Keselamatan adalah usaha Tuhan mengembalikan manusia kepada rancangan semula. Rancangan semula Allah adalah menciptakan manusia yang memiliki moral atau kesucian Allah sendiri. Itulah sebabnya Tuhan Yesus mengatakan dengan tegas bahwa orang percaya harus sempurna seperti Bapa (Mat. 5:48). Oleh karena standar kesucian atau kebenaran moral umat pilihan adalah moral Allah sendiri, maka orang percaya dalam hidup ini harus hanya mengarahkan hidup pada kesempurnaan seperti Allah sendiri. Orang Kristen yang tidak menujukan hidupnya hanya pada tujuan keselamatan ini, berarti ia tidak bersedia diselamatkan atau menyia-nyiakan keselamatan yang Tuhan sediakan (Ibr. 2:1-3).
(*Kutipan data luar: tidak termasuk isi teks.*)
PR #422, opened 2024-11-21
Fix projects names to match NLnet URLs

wamirez:


wamirez:
Actually, I'll do the same with `git mv` instead in order to preserve the commit history.

PR #427, opened 2024-11-23
Add KiKit Nixpkgs refs

wamirez:


projects/KiKit/default.nix
```diff
@@ -0,0 +1,8 @@
+{pkgs, ...} @ args: {
+  packages =
+    {
+      inherit (pkgs) kikit;
+      inherit (pkgs.kicadAddons) kikit-library;
+    }
+    // {kicad-kikit = pkgs.kicadAddons.kikit;};
```
fricklerhandwerk, line 7:
```suggestion
      kicad-kikit = pkgs.kicadAddons.kikit;
    };
```

No need to compute the attrset update

fricklerhandwerk (dismissed):

projects/KiKit/default.nix
wamirez: There's a `kikit` for both `pkgs` and `pkgs.kicadAddons`. Renaming the latter seemed the easiest approach. How would you call the `kikit` add-on?

PR #431, opened 2024-11-23
Add wireguard-rs ngipkgs ref

wamirez:


fricklerhandwerk:
Added everything we have from WireGuard. Depends on #439 because for some reason Cryptpad tests could never have worked but CI didn't catch it. @wegank any idea how that's even possible?

PR #435, opened 2024-11-24
Add arpa2 Ngipkgs refs

wamirez:


projects/arpa2/default.nix
```diff
@@ -0,0 +1,16 @@
+{pkgs, ...} @ args: {
+  packages = {
+    inherit
+      (pkgs)
+      freeDiameter
```
fricklerhandwerk, line 5:
```suggestion
```

this is only a dependency, not part of arpa2

fricklerhandwerk (approved):

wegank (approved):

PR #437, opened 2024-11-24
Add GNUnet-Msn Ngipkgs ref

wamirez:


fricklerhandwerk:
@wamirez it makes more sense to tuck it under GNUnet, because that's the parent application/project and will be recognized as such.

PR #447, opened 2024-11-27
Change formatting to rfc style

jasonodoom:
These changes bake a full-reformat commit and exclude that from blame.

In addition, the `alejandra` hook in `flakes.nix` is replaced with `nixfmt-rfc-style`. The hash from `nix fmt` formatting changes in `.git-blame-ignore-revs` is replaced with the hash from formatting changes from`nixfmt-rfc-style`. `.gitattributes` is added to ignore whitespace during bisect.


.git-blame-ignore-revs
lorenzleutgeb, line 1: You should not remove the old hash and comment, but rather append your new hash and comment to this file so that _both_ formatting commits are ignored. Just because you do another reformatting, that does not mean that the older reformatting now somehow gets relevant again.

lorenzleutgeb (dismissed):

.git-blame-ignore-revs
jasonodoom: > Just because you do another reformatting, that does not mean that the older reformatting now somehow gets relevant again.

Aah, that was my understanding initially. Thanks for the clarification. Please see: [8166d9f](https://github.com/ngi-nix/ngipkgs/pull/447/commits/8166d9f7e779eb7a1dc876e82d0170ba2ebecfb6)

wegank:
Merge conflict, please rebase.

wegank:
Merge conflict again...

fricklerhandwerk:
Oh this won't be any fun as long as we keep working on `main`... :)

jasonodoom:
@wegank thanks :)

fricklerhandwerk:
Nice, thanks a lot @jasonodoom!

fricklerhandwerk (approved):

PR #450, opened 2024-11-27
makemake: store key files in flat directory

fricklerhandwerk:
group membership is not exclusive, and should be managed at a different
layer, but the mapping from name to SSH key is neatly implemented with
file names and their content


Erethon (approved):
Haven't tested this, but looks reasonable to me

PR #459, opened 2024-11-29
Rosenpass: increase timeout for wireguard test

fricklerhandwerk:
5s is too flaky


fricklerhandwerk:
This fixes Rosenpass, but leaves a bunch of broken builds left over from the GC

PR #462, opened 2024-11-29
fix builds

fricklerhandwerk:
- fix how modules are collected
- fix overview build
- fix checks

squashing attribute paths into strings considered harmful


fricklerhandwerk:
Also nuked the eval cache, because false-negative build failures kept accumulating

Terkait dengan hal tersebut, Iblis berusaha untuk bisa menyibukkan orang Kristen dengan banyak kesenangan dan ambisi pribadi, sehingga tidak sedikit mereka yang terperangkap oleh percintaan dunia atau semangat materialisme. Sebagai akibatnya, mereka tidak memberi perhatian yang semestinya pada proses keselamatan yang harus diperjuangkan setiap saat. Waktu mereka berlalu dengan sia-sia, sehingga mereka tidak mengalami pertumbuhan kesempurnaan yang dikehendaki oleh Allah.